Poland – Ukraine: From conflict and rivalry to neighborliness – A talk by Prof. Norman Davies and Prof. Frank Sysyn

March 31, 2020, 12 PM ET

Poland - Ukraine: From conflict and rivalry to neighborliness - A talk by Prof. Norman Davies and Prof. Frank Sysyn

The talk is part of the Studying Poland Today webinar series presented jointly by the Kosciuszko Foundation and the Project on Poland Past and Present. The purpose of the series is to raise the level of expert knowledge about Poland in foreign countries and to strengthen Polish Studies in the universities of the English-speaking world.

Eminent scholars and specialists in the history of East-Central Europe

Prof. Norman Davies and Prof. Frank Sysyn discuss Polish-Ukrainian relations in the webinar: Poland – Ukraine: From conflict and rivalry to neighborliness.

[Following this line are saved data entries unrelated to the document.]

PR #453, opened 2018-10-31
Set output directory to "." if script launched in current dir and nothing is specified

madig:
Prevents crash in https://github.com/googlei18n/glyphsLib/blob/master/Lib/glyphsLib/__init__.py#L112 when glyphs2ufo is launched from same directory as .glyphs file.


anthrotype:
ah yes, `os.path.dirname("Font.glyphs")` is an empty string. lgtm

PR #460, opened 2018-11-13
this value is assumed to be float or int later

schriftgestalt:


madig:
What do you mean, how is the user location to be handled?

schriftgestalt:
It might be not needed any more, may be related to my too old fontmake.

PR #462, opened 2018-11-13
Uniquify master IDs automatically

madig:
Instead of crashing when finding duplicate master IDs, simply generate new ones.

Closes https://github.com/googlei18n/glyphsLib/pull/444.


schriftgestalt:
The MasterIDs are case sensitive. At least in Glyphs.

madig:
OK then 😬 Then I'll keep just the uniquifying part.

PR #465, opened 2018-11-15
Minor performance improvement for Point

madig:
* Simplify Point `__init__` to speed up instantiation
* Use `__slots__` to shave off a few ns.

Supersedes https://github.com/googlei18n/glyphsLib/pull/450.

### DIFF
--- a/Lib/glyphsLib/classes.py
+++ b/Lib/glyphsLib/classes.py
@@ -2381,7 +2381,7 @@ class GSAnnotation(GSBase):
     }
     _defaultsForName = {
         "angle": 0.0,
-        "position": Point(),
+        "position": Point(0, 0),
         "text": None,
         "type": 0,
         "width": 100.0,
--- a/Lib/glyphsLib/types.py
+++ b/Lib/glyphsLib/types.py
@@ -119,17 +119,26 @@ def Vector(dim):
 class Point(Vector(2)):
     """Read/write a vector in curly braces."""
 
-    def __init__(self, value=None, value2=None, rect=None):
-        if value is not None and value2 is not None:
-            value = [value, value2]
-        assert (
-            value is None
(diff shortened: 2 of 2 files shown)


Lib/glyphsLib/types.py
```diff
@@ -120,17 +120,18 @@ class Point(Vector(2)):
...
 
+        # Invoked like Point(100, 200) or Point(value=100, value2=200).
+        if value is not None and value2 is not None:
+            self.value = [value, value2]
+        # Invoked like Point("{800, 10}")
+        elif isinstance(value, (str, unicode)):
+            self.value = self.fromString(value)
+        # 🤷
+        else:
+            self.value = value
```
anthrotype: else TypeError please

madig:
New benchmark:

Without `__slots__`:
```
In [2]: %timeit Point(100, 200)
364 ns ± 2.03 ns per loop (mean ± std. dev. of 7 runs, 1000000 loops each)

In [3]: %timeit Point(100, 200)
367 ns ± 6.27 ns per loop (mean ± std. dev. of 7 runs, 1000000 loops each)
```

With `__slots__`:
```
In [3]: %timeit Point(100, 200)
326 ns ± 0.59 ns per loop (mean ± std. dev. of 7 runs, 1000000 loops each)

In [4]: %timeit Point(100, 200)
329 ns ± 2.7 ns per loop (mean ± std. dev. of 7 runs, 1000000 loops each)
```

Lib/glyphsLib/classes.py
```diff
@@ -2381,7 +2381,7 @@ class GSAnnotation(GSBase):
     }
     _defaultsForName = {
         "angle": 0.0,
-        "position": Point(),
+        "position": Point(0, 0),
```
anthrotype: much better, thanks

PR #478, opened 2018-12-21
Implement generation of brace layers in .designspace files

madig:
This is supposed to work one-way for now (i.e. store brace layers as seperate sources in a .designspace file). Conversion of layer sources not following the brace layer convention when going to .glyphs is something for when the use case arises.

### DIFF
--- a/Lib/glyphsLib/builder/builders.py
+++ b/Lib/glyphsLib/builder/builders.py
@@ -342,9 +342,12 @@ class GlyphsBuilder(_LoggerMixin):
         # Sort UFOS in the original order from the Glyphs file
         sorted_sources = self.to_glyphs_ordered_masters()
 
+        # Convert all full source UFOs to Glyphs masters. Sources with layer names
+        # are assumed to be sparse or "brace" layers and are ignored because Glyphs
+        # considers them to be special layers and will handle them itself.
         self._font = self.glyphs_module.GSFont()
         self._sources = OrderedDict()  # Same as in UFOBuilder
-        for index, source in enumerate(sorted_sources):
+        for index, source in enumerate(s for s in sorted_sources if not s.layerName):
             master = self.glyphs_module.GSFontMaster()
             self.to_glyphs_font_attributes(source, master, is_initial=(index == 0))
             self.to_glyphs_master_attributes(source, master)
@@ -389,7 +392,9 @@ class GlyphsBuilder(_LoggerMixin):
         """
         # TODO: (jany) really make a copy to avoid modifying the original object
         copy = designspace
-        for source in copy.sources:
+        # Load only full UFO masters, sparse or "brace" layer sources are assumed to point
+        # to existing layers within one of the full masters.
+        for source in (s for s in copy.sources if not s.layerName):
             if not hasattr(source, "font") or source.font is None:
                 if source.path:
                     # FIXME: (jany) consider not changing the caller's objects
--- a/Lib/glyphsLib/builder/builders.py
+++ b/Lib/glyphsLib/builder/builders.py
@@ -392,7 +392,7 @@ class GlyphsBuilder(_LoggerMixin):
         """
         # TODO: (jany) really make a copy to avoid modifying the original object
         copy = designspace
-        # Load only full UFO masters, sparse or "brace" layer sources are assumed 
+        # Load only full UFO masters, sparse or "brace" layer sources are assumed
         # to point to existing layers within one of the full masters.
         for source in (s for s in copy.sources if not s.layerName):
             if not hasattr(source, "font") or source.font is None:
--- a/Lib/glyphsLib/builder/builders.py
+++ b/Lib/glyphsLib/builder/builders.py
@@ -392,8 +392,8 @@ class GlyphsBuilder(_LoggerMixin):
         """
         # TODO: (jany) really make a copy to avoid modifying the original object
         copy = designspace
-        # Load only full UFO masters, sparse or "brace" layer sources are assumed to point
-        # to existing layers within one of the full masters.
+        # Load only full UFO masters, sparse or "brace" layer sources are assumed 
+        # to point to existing layers within one of the full masters.
         for source in (s for s in copy.sources if not s.layerName):
             if not hasattr(source, "font") or source.font is None:
                 if source.path:
--- a/Lib/glyphsLib/builder/sources.py
+++ b/Lib/glyphsLib/builder/sources.py
@@ -14,9 +14,11 @@
 
 from __future__ import print_function, division, absolute_import, unicode_literals
 
+import collections
 import logging
 import os
 
+import fontTools.designspaceLib
 from glyphsLib.util import build_ufo_path
 
 from .masters import UFO_FILENAME_KEY
@@ -30,6 +32,7 @@ def to_designspace_sources(self):
     regular_master = get_regular_master(self.font)
     for master in self.font.masters:
         _to_designspace_source(self, master, (master is regular_master))
+    _to_designspace_source_layer(self)
 
 
 def _to_designspace_source(self, master, is_regular):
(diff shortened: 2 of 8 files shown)


davelab6:
Cc @mjlagattuta @eliheuer

schriftgestalt:
What do you mean by the last todo?

madig:
The code currently skips sources in a designspace file that have a layer attribute when converting to .glyphs and writes out all brace layers when going to .designspace.

If the user starts with a .designspace with source layers that aren't named like Glyphs expects brace layers to be named, they won't be written back when converting to .designspace again.

madig:
True, and maybe I'll do that, but I'd have to remember to remove it again
and I was lazy in this first iteration :)

tests/test_helpers.py
```diff
@@ -166,7 +166,8 @@ def write_designspace_and_UFOs(designspace, path):
         ufo_path = os.path.join(os.path.dirname(path), basename)
         source.filename = basename
         source.path = ufo_path
-        source.font.save(ufo_path, formatVersion=3)
+        if not (hasattr(source, "layerName") and source.layerName is not None):
```
anthrotype: I suggest we bump minimum required fonttools and assume layerName attribute will be there (None by default).
I think it was added with 3.26

Lib/glyphsLib/__init__.py
```diff
@@ -132,14 +132,17 @@ def build_masters(
         if create_background_layers:
             ufo_create_background_layer_for_all_glyphs(source.font)
 
-        ufo_path = os.path.join(master_dir, source.filename)
-        clean_ufo(ufo_path)
-        source.font.save(ufo_path)
+        # Save UFO to disk in a clean way, unless we are looking at an intermediate
+        # layer, which we will hit on some other iteration.
+        if not source.layerName:
```
anthrotype: elsewhere you first check if `hasattr(source, "layerName")`; let's make it consistent (cf https://github.com/googlei18n/glyphsLib/pull/478/files#r245102549)

Lib/glyphsLib/builder/builders.py
```diff
@@ -387,8 +387,14 @@ def _valid_designspace(self, designspace):
         """Make sure that the user-provided designspace has loaded fonts and
         that names are the same as those from the UFOs.
         """
-        # TODO: (jany) really make a copy to avoid modifying the original object
-        copy = designspace
+        import copy
+
+        copy = copy.deepcopy(designspace)
```
anthrotype: if the sources have a 'font' attached with a defcon.Font, this deepcopy will probably fail
https://github.com/typesupply/defcon/issues/210

anthrotype: also not a pretty choice for a local variable name that masks the just imported `copy` module

Lib/glyphsLib/builder/sources.py
```diff
@@ -80,6 +83,59 @@ def _to_designspace_source(self, master, is_regular):
...
 
+def _to_designspace_source_layer(self):
+    brace_layers = collections.defaultdict(list)
+    layer_to_glyph = collections.defaultdict(list)
+    for glyph in self.font.glyphs:
+        for layer in glyph.layers:
+            if (
+                "{" in layer.name
+                and "}" in layer.name
+                and ".background" not in layer.name
```
anthrotype: what's this ".background" magic string?

madig: As you found, brace layers may get background layers that I have to not write out to a Designspace file.

https://github.com/googlei18n/glyphsLib/blob/fba6344b4830ee527c6a52ef2e29330e5cc2abdb/Lib/glyphsLib/builder/layers.py#L44
https://github.com/googlei18n/glyphsLib/blob/fba6344b4830ee527c6a52ef2e29330e5cc2abdb/Lib/glyphsLib/builder/layers.py#L69-L72

Lib/glyphsLib/builder/builders.py
```diff
@@ -420,7 +440,18 @@ def _valid_designspace(self, designspace):
                         )
                     )
                     setattr(source, name, getattr(source.font.info, name))
-        return copy
+
+        # Rename sparse master layers to Glyphs.app brace layer name conventions.
+        for source in sources_to_rename:
+            if not hasattr(source, "font") or source.font is None:
```
anthrotype: you can assume source.font attribute is always present

Lib/glyphsLib/builder/builders.py
```diff
@@ -387,17 +387,37 @@ def _valid_designspace(self, designspace):
...
+            else:
+                sources.append(source)
+        designspace_copy.sources = sources
+
+        filename_to_ufo = {}
+        for source in designspace_copy.sources:
             if not hasattr(source, "font") or source.font is None:
                 if source.path:
-                    # FIXME: (jany) consider not changing the caller's objects
                     source.font = defcon.Font(source.path)
```
anthrotype: @madig you removed the FIXME comment, but note that you're still modifying the original SourceDescriptor objects, because you're only doing a shallow `copy.copy`. But I think it's ok here.

Lib/glyphsLib/builder/builders.py
```diff
@@ -387,17 +387,37 @@ def _valid_designspace(self, designspace):
...
-        # TODO: (jany) really make a copy to avoid modifying the original object
-        copy = designspace
-        for source in copy.sources:
+        import copy
+
+        designspace_copy = copy.copy(designspace)
+
+        sources = []
+        sources_to_rename = []
+        for source in designspace_copy.sources:
```
anthrotype: if you want to avoid modifying the input designspace object (while still avoiding calling a fallible deepcopy over defcon.Fonts), you could make a shallow copy of the SourceDescriptors here

```suggestion
        for source in designspace_copy.sources:
            source_copy = copy.copy(source)
```

Lib/glyphsLib/builder/sources.py
anthrotype: I just wonder if there's a better way to detect whether a layer is a background layer instead of checking its name has a ".background" suffix. Isn't the latter just the way glyphsLib translates Glyphs background layers to UFO layers? or is this a convention coming from Glyphs.app itself? /cc @belluzj

Lib/glyphsLib/builder/sources.py
```diff
@@ -80,6 +83,59 @@ def _to_designspace_source(self, master, is_regular):
...
+        layer_coordinates = [
+            int(c)
+            for c in brace_layer_name[
+                brace_layer_name.index("{") + 1 : brace_layer_name.index("}")
+            ].split(",")
+        ]
+        if len(layer_coordinates) != len(designspace.axes):
+            logger.warning(
+                "Glyph(s) %s, brace layer '%s' defines more or less locations than "
+                "there are design axes.",
```
anthrotype: @madig I wonder if we should skip thus invalid brace layers instead?

Lib/glyphsLib/builder/sources.py
```diff
@@ -30,6 +32,7 @@ def to_designspace_sources(self):
     regular_master = get_regular_master(self.font)
     for master in self.font.masters:
         _to_designspace_source(self, master, (master is regular_master))
+    _to_designspace_source_layer(self)
```
anthrotype: So this mean we are always appending the layerName-sources at the end of the sources list in the designspace, correct?
I would expect that the original ordering of the master and non-master layers (associated with the latter) is kept instead.
E.g., a font has two masters Light and Black, and two intermediate "brace" layers for Regular and Medium; then the generated designspace would have the sources written out as: Light, Regular, Medium and Bold. However, according to the current code the order is Light, Bold, and then the brace layers Regular and Medium.

Lib/glyphsLib/builder/sources.py
```diff
@@ -80,6 +83,59 @@ def _to_designspace_source(self, master, is_regular):
...
+                layer_to_glyph[brace_layer_name],
+                brace_layer_name,
+            )
+
+        layer_coordinates_mapping = {}
+        for axis, location in zip(designspace.axes, layer_coordinates):
+            if not (axis.minimum <= location <= axis.maximum):
+                raise ValueError(
+                    "Glyph(s) {}, brace layer '{}', location {} is out of bounds for "
+                    "axis {}".format(
```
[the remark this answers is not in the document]
anthrotype: also, I think the values in the brace layer name notation (within the braces) are meant to be specified using the internal design-space coordinates, whereas the values in the designspace axes min/default/max normally use the user-space coordinates, so you may be comparing apples with pears

Lib/glyphsLib/builder/sources.py
anthrotype: actually, I checked WorkSans and it has several brace layers specifying more values than there are axes... Anyway, better keep it like that: i.e. read in as many layer coords as there are axes, warn if their number they exceed the latter's; if less than that, maybe don't warn but simply imply the default value for the axis that was omitted?

Lib/glyphsLib/builder/sources.py
anthrotype: another reason to keep the order is when going back from DS to glyphs, to be able to determine to which master a layer source is associated with (i.e. the one immediately preceding it)

Lib/glyphsLib/builder/sources.py
```diff
@@ -80,6 +83,59 @@ def _to_designspace_source(self, master, is_regular):
...
+                    )
+                )
+            layer_coordinates_mapping[axis.name] = location
+
+        for master in masters:
+            s = fontTools.designspaceLib.SourceDescriptor()
+            s.filename = master.filename
+            s.layerName = brace_layer_name
+            s.location = layer_coordinates_mapping
+            designspace.sources.append(s)
```
anthrotype: here we need to make sure that we don't add duplicated sources (with same filename, same layer name, and same location values)

Lib/glyphsLib/builder/sources.py
madig: Ok. What happens if there are more values than axes?

Lib/glyphsLib/builder/sources.py
```diff
@@ -102,38 +102,45 @@ def _to_designspace_source_layer(self):
...
-            axis.name: location
-            for axis, location in zip(designspace.axes, layer_coordinates)
-        }
+        for master_id in master_ids:
+            master = self._sources[master_id]
+            master_coordinates = brace_coordinates
+            if len(master_coordinates) < len(designspace.axes):
+                master_locations = [master.location[a.name] for a in designspace.axes]
+                master_coordinates = (
+                    brace_coordinates + master_locations[len(brace_coordinates) :]
```
anthrotype: maybe inline that list comprehension in here and get rid of the local variable `master_locations`

Lib/glyphsLib/builder/sources.py
```diff
@@ -102,38 +102,45 @@ def _to_designspace_source_layer(self):
...
+                )
+            elif len(master_coordinates) > len(designspace.axes):
+                logger.warning(
+                    "Glyph(s) %s, brace layer '%s' defines more locations than "
+                    "there are design axes.",
+                    layer_name_to_glyph_names[layer_name],
+                    layer_name,
+                )
+
+            # If we have more locations than axes, ignore the extra locations.
```
anthrotype: remove this comment

anthrotype:
looking good so far! :+1: 
let's add more tests tomorrow

Lib/glyphsLib/builder/sources.py
madig: Brace layers are now inserted after their associated master and sorted by location.

madig:
Not sure how healthy the change to `def _original_master_order` is. The latest commit makes tests pass, except for test_BraceTestFont as mentioned above.

madig:
Python 2 seems to grapple with the order somewhere. Sigh.

madig:
So, what happens during the round-trip is that glyphsLib 

1. Writes weight and widthClass to the global custom parameters, which makes no sense, and orders the "Disable last change" parameter above the "Axis Location" parameter.
2. Writes the weight and widthClass as custom parameters to the masters. Not sure `widthClass = 1` is appropriate for "Condensed", it is shown as "3" in the instances tab?
3. Messes with the instance information by adding interpolated weightClasses custom parameters, changing the widthClass assignments and deleting `linkStyle = Regular` from the bold instance...

Not entirely sure what to do about this...

PS: Glyphs assigns the axis values to the old "weight, width, custom" order, so in this case, Width is assigned to weightValue and Weight is assigned to widthValue, also in the instances.

anthrotype:
@madig all those issues seem to me unrelated to adding support for brace layers, which is the scope of this PR. For now disable that test and file separate issues/PR for those.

A Q&A session follows the talk.

Watch the webinar recording HERE

Norman Davies first visited Poland in March 1962, when he was still a student in his final year at Oxford. Fascinated by what he learned, and by what the authorities did not want him to learn, he made the study of Polish history the starting point of his academic career. His early books – White Eagle, Red Star: the Polish-Soviet War of 1919-20, (1972), God’s Playground: a history of Poland (1981), and Heart of Europe: the past in Poland’s present (1984) – were banned by the censorship of the Soviet Block and long unavailable to Polish readers. As a successful historian writing in English, however, he rapidly gained a worldwide readership and devoted himself to informing the world about Poland. His books have been translated into over thirty languages including Chinese, Japanese, Russian, Ukrainian, Spanish, German, Italian, and French. Over the years, Prof. Davies received many honors and distinctions. He was elected Fellow of the British Academy (1997) and was awarded Order of the White Eagle, Poland’s highest order. MORE

Frank E. Sysyn is director of the Peter Jacyk Centre for Ukrainian Historical Research at the Canadian Institute of Ukrainian Studies (CIUS), professor in the Department of History, Classics and Religious Studies at the University of Alberta, and editor in chief of the Hrushevsky Translation Project, the English translation of the multi-volume History of Ukraine-Rus’  (12 volumes ). He is head of the executive committee of the Holodomor Research and Education Consortium (HREC) at CIUS, a member of the editorial board of Harvard Ukrainian Studies and East-West: A Journal of Ukrainian Studies, and head of the advisory board of the Ukrainian Program at the Harriman Institute.  He has taught at the University of Alberta, Harvard University, Columbia University, Stanford University, and other institutions.

A specialist in East-Central European history, he is the author of Between Poland and Ukraine: The Dilemma of Adam Kysil, 1600-1653 (1985), Mykhailo Hrushevsky: Historian and National Awakener (2001), and studies on the Khmelnytsky Uprising, Ukrainian historiography, early modern Ukrainian political culture, modern Ukrainian religious history, and the Holodomor. He is also coauthor with Serhii Plokhy of Religion and Nation in Modern Ukraine (2003) and co-editor with Martin Schulze  Wessel of Religion, Nation, and Secularization in Ukraine (2015). He is co-editor with Andrea Graziosi of Communism and Hunger: The Ukrainian, Chinese, Kazakh, and Soviet Famines (2016) and the recently published Genocide: The Power and Problems of a Concept (2022). He is editor in chief of three-volume collected work of Father Mykhailo Zubryts’kyi: Vol. 1 Scholarly Works (2013) and Vol. 2 Materials toward a Biography (2016)Vol.3 Newspaper Articles, Ethnographic Works, and Archival Materials (2019).